From the entries that follow, copy each line containing the word "results".

════════════════

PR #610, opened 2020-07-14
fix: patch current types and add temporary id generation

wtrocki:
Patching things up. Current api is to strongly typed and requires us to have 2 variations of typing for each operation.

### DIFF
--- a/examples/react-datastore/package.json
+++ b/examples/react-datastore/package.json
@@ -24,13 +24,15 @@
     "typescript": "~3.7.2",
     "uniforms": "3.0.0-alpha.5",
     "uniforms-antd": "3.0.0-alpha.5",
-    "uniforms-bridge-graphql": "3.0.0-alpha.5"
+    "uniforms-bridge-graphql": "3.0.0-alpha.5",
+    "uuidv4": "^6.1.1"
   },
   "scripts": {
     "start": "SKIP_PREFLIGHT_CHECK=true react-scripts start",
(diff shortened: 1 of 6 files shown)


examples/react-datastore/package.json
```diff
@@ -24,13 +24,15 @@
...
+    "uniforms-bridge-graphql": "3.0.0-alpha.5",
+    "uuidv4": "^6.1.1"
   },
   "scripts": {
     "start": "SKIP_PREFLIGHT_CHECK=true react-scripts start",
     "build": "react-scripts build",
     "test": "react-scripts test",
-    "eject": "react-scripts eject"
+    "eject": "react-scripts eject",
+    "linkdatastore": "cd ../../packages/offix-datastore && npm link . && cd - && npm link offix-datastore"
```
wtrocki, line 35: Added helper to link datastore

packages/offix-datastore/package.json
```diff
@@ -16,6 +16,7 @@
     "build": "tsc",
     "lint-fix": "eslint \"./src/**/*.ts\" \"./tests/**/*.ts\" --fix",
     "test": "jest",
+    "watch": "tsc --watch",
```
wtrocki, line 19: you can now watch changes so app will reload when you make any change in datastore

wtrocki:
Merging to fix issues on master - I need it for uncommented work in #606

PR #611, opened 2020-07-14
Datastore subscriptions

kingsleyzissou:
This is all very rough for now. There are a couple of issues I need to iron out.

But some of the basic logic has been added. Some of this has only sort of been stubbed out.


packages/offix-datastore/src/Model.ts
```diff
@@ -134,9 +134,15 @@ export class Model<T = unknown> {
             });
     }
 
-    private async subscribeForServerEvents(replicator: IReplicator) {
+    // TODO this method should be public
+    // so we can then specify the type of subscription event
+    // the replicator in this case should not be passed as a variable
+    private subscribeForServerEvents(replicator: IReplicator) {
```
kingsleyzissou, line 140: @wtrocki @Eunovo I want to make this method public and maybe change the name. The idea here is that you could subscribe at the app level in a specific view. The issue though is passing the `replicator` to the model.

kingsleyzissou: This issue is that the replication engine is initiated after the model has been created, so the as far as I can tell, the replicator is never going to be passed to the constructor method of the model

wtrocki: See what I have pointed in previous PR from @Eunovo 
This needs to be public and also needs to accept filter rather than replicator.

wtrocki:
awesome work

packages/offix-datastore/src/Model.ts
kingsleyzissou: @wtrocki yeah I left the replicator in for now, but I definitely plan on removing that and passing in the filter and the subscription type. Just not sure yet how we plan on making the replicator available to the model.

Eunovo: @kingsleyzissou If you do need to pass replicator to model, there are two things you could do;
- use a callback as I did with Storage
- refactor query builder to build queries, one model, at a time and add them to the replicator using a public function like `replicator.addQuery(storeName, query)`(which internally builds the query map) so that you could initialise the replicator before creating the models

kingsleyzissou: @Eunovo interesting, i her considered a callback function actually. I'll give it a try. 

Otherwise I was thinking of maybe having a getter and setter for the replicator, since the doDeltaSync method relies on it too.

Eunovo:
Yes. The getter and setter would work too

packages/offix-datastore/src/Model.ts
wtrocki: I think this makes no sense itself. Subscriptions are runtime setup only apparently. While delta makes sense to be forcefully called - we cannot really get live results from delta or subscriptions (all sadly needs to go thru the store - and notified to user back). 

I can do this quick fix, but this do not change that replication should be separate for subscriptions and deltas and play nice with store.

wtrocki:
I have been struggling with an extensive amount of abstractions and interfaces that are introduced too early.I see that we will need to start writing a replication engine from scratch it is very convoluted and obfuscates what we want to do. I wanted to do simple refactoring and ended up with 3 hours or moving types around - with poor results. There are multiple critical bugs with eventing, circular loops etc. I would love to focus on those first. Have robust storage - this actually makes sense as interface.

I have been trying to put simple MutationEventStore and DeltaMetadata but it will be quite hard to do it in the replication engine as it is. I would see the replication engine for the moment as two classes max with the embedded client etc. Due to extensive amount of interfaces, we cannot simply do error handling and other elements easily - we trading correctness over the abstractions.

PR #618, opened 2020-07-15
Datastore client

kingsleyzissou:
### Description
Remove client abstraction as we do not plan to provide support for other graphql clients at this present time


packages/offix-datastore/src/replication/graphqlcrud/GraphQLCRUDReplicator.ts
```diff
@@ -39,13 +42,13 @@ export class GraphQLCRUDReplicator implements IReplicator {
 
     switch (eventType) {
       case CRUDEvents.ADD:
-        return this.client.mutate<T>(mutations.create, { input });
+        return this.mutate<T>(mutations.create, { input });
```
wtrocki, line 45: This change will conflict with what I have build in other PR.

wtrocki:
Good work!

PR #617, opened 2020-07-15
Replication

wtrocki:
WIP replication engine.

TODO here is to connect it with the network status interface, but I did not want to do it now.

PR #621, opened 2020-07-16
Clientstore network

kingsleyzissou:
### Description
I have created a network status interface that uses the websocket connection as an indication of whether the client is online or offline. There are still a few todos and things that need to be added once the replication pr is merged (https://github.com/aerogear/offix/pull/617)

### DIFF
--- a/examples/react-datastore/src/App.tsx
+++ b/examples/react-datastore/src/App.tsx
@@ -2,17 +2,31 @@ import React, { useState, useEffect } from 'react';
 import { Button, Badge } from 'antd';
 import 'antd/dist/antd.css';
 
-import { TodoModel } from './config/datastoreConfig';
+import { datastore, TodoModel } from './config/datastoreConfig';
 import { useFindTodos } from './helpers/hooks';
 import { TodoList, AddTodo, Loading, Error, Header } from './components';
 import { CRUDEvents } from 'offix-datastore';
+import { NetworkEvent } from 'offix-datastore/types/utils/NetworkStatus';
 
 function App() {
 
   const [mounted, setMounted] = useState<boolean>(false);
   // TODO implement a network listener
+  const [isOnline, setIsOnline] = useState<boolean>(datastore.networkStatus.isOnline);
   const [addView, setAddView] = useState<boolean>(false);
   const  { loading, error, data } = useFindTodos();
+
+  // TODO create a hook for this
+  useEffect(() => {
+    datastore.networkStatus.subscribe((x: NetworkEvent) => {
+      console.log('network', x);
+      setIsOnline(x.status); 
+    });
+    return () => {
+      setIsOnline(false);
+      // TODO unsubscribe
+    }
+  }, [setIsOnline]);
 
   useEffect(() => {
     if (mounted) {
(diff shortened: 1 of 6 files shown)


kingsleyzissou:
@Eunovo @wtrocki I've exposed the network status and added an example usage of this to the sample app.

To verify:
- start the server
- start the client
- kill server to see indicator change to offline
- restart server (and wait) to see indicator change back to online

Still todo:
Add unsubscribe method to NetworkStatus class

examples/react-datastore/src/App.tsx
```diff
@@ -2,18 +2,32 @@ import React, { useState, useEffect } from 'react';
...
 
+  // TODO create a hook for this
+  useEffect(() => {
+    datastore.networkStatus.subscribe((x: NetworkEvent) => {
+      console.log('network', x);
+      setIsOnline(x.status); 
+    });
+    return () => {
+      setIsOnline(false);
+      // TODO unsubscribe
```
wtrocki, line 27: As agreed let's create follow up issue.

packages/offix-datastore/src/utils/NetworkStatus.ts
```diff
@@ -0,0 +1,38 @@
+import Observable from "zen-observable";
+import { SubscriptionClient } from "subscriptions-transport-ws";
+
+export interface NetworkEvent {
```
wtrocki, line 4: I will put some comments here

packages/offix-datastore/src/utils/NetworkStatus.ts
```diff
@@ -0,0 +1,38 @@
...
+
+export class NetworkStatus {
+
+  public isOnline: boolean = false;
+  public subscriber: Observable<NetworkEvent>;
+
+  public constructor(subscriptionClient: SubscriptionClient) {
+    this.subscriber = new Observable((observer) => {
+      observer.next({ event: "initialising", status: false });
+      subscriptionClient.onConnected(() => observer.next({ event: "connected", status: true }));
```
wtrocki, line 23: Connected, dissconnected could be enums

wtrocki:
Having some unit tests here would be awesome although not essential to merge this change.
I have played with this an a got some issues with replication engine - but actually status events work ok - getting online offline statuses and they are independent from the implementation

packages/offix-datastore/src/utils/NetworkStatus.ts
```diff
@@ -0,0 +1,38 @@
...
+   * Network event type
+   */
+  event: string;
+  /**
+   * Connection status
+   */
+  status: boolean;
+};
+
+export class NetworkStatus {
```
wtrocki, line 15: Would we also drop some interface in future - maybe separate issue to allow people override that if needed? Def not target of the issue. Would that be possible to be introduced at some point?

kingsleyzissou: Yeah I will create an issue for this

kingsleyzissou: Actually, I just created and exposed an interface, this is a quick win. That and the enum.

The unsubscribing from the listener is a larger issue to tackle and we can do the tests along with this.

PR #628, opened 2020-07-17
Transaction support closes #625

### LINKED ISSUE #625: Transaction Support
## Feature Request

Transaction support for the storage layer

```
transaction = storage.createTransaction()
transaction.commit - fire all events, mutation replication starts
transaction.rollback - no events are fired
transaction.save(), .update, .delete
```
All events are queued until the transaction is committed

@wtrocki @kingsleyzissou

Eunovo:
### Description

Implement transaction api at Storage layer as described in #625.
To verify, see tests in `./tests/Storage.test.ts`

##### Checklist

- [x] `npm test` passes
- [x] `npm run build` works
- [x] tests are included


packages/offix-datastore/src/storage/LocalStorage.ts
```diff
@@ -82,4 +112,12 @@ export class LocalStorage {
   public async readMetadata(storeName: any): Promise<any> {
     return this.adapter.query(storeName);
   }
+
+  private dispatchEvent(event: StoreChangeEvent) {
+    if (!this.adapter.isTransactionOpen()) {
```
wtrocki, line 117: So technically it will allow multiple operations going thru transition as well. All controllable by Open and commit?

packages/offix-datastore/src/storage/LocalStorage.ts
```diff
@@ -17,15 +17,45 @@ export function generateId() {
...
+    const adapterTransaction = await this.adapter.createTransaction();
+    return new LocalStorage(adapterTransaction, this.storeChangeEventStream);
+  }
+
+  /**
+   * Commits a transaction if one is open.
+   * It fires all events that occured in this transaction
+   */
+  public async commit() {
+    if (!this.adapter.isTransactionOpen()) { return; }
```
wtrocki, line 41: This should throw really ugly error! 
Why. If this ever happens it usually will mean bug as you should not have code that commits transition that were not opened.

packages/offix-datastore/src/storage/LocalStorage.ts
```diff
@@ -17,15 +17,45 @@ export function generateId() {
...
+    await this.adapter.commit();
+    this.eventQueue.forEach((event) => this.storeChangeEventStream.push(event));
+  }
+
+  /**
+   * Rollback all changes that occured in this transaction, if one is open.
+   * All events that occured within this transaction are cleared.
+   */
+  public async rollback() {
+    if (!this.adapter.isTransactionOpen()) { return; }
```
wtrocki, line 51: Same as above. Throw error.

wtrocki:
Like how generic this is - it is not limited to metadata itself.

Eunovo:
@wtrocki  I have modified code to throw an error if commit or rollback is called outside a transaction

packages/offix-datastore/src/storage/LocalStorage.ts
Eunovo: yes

════════════════

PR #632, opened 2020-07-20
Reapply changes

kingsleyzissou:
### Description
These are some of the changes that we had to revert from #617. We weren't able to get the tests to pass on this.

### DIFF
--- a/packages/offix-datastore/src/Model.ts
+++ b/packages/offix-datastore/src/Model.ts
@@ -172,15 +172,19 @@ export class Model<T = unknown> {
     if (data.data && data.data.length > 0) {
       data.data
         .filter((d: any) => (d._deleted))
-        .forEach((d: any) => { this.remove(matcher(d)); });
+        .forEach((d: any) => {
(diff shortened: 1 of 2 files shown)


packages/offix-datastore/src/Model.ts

════════════════

▸ **Solution**:
wtrocki: I think this makes no sense itself. Subscriptions are runtime setup only apparently. While delta makes sense to be forcefully called - we cannot really get live results from delta or subscriptions (all sadly needs to go thru the store - and notified to user back). 
I have been struggling with an extensive amount of abstractions and interfaces that are introduced too early.I see that we will need to start writing a replication engine from scratch it is very convoluted and obfuscates what we want to do. I wanted to do simple refactoring and ended up with 3 hours or moving types around - with poor results. There are multiple critical bugs with eventing, circular loops etc. I would love to focus on those first. Have robust storage - this actually makes sense as interface.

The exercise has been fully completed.